Etude de la nucléase majeure de l'enterobactérie phytopathogène Erwinia chrysanthemi : caractérisation génétique et biochimique de l'enzyme NucM
Institution:
Lyon, INSADisciplines:
Directors:
Abstract EN:
To elucidate the fonction of the nucleases synthesized by the phytopathogenic bacterium Erwinia chrysanrhemi, I have cloned and sequenced the nucM gene, coding for the main nuclease of this bacterium. The gene was mutagenized by insertion of a uidA-KanR cassette. The mutated allele has been recombined into the genome of E. Chrysanthemi, which allowed the construction of a strair devoid of this activity. Analysis of this mutant has shown that the NucM nuclease has a minor role in the protection of the bacteria against foreign DNA. Its influence in pathogenicity could not be demonstrated. The nucM gene is expressed constitutively. However, its expression is slightly repressed by glucose. NucM is transcribed by the RNA polymerase associated with the sigma factor 70. However the sequences specific of this factor are shifted upstream at -12 and -40 from the transcription start point. The N-terminus end of NucM looks like a signal sequence. It has a basic isoelectric point, which allowed its easy purification on a sulfopropyl column, from an extract of an E. Coli. Strain containing the cloned gene. NucM is active as a monomer. It possesses a single and double stranded endonucleasic activity and a ribonucleasic activity. Study of the effect of chemical inhibitors indicates that histidine residues could be involved in the catalytic site of NucM.
Abstract FR:
Afin d'élucider le rôle des nucléases synthétisées par la bactérie phytopathogène Erwinia chrysanthemi, j'ai cloné et séquencé le gène nucM codant pour la nucléase majeure de cette bactérie. Ce gène a été mutagénisé par insertion d'une cassette uidA-KanR L'allèle muté a été recombiné dans le génome d'E. Chrysanthemi, ce qui a permis l'obtention d'une souche mutante dépourvue de cette activité. L'analyse de ce mutant a démontré que la nucléase nucM joue un rôle mineur dans la protection de la bactérie contre l'ADN étranger. Son influence dans le pouvoir pathogène n'a pas pu être démontrée. Le gène nucM semble exprimé constitutivement, cependant son expression est légèrement réprimée par le glucose. Sa transcription est assurée par la polymérase associée au facteur sigma 70, mais les séquences spécifiques de ce promoteur seraient décalées a 12 et 40. La nucléase nucM présente une séquence N-terminale rappelant une séquence signal de sécrétion. Elle a un point isoélectrique basique, ce qui m'a permis de la purifier rapidement sur une colonne sulfopropyl échangeuse de cations, en HPLC, a partir du gène clone chez E. Coli.

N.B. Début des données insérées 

PR #129, opened 2021-11-11
Refs RHIROS-385 - fixes host keyerror

kgaikwad:
With this commit, it will show correct values for host id and account.
Message object is different for create/updated and delete event.
It seems that these keys were introduced quite sometime ago but issue never caught before.

### DIFF
--- a/ros/processor/inventory_events_consumer.py
+++ b/ros/processor/inventory_events_consumer.py
@@ -50,9 +50,19 @@ class InventoryEventsConsumer:
             if msg.error():
                 print(msg.error())
                 raise KafkaException(msg.error())
+
+            account = None
+            host_id = None
             try:
                 msg = json.loads(msg.value().decode("utf-8"))
                 event_type = msg['type']
+                if event_type == 'delete':
+                    account = msg['account']
+                    host_id = msg['id']
+                else:
+                    account = msg['host']['account']
+                    host_id = msg['host']['id']
+
                 if event_type in self.event_type_map.keys():
                     handler = self.event_type_map[event_type]
                     handler(msg)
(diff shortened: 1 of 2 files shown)


kgaikwad:
Reference doc - https://consoledot.pages.redhat.com/docs/dev/services/inventory.html#_delete_event

ros/processor/inventory_events_consumer.py
```diff
@@ -97,21 +107,25 @@ def host_delete_event(self, msg):
...
-            db.session.commit()
 
     def host_create_update_events(self, msg):
         """ Process created/updated message ( create system record, store new report )"""
         self.prefix = "PROCESSING Create/Update EVENT"
         if 'is_ros' in msg['platform_metadata']:
+            LOG.info(
+                'Process a msg for host(%s) belonging to account %s - %s',
+                msg['host']['id'], msg['host']['account'], self.prefix
+            )
```
apuntamb, line 128: I'm not sure IIUC, but does this log msg want to convey something like this:
```suggestion
            LOG.info(
                'Processing inventory events message for host(%s) belonging to account %s - %s',
                msg['host']['id'], msg['host']['account'], self.prefix
            )
```

apuntamb (commented):
Thanks for the quick fix @kgaikwad !! :100:  Just added a minor query. Rest it's good to go.

apuntamb:
> Reference doc - https://consoledot.pages.redhat.com/docs/dev/services/inventory.html#_delete_event

This was really helpful! Thanks for sharing.

ros/processor/inventory_events_consumer.py
kgaikwad: As we are already adding a prefix into message, skipping `inventory events` substring. Except inventory, ROS is not listening to any other service for create/updated event. I hope this fine!

apuntamb (approved):
lgtm :+1:

apuntamb:
Merged, thanks for the fix @kgaikwad !

PR #130, opened 2021-11-15
RHIROS #387 - Increase kafka consumer timeouts

apuntamb:
Based on the kafka logs as described in the JIRA ticket, bumping the timeout values up would be a good test.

La nucléase nucM agit sous forme de monomère. Elle présente une forte activité de type endonucléasique sur l'ADN double et simple brin, et possède également une activité ribonucléasique. L'étude de son site actif par action d'inhibiteurs chimiques semble montrer que des résidus histidines de nucM sont impliqués dans la catalyse de la réaction de dégradation.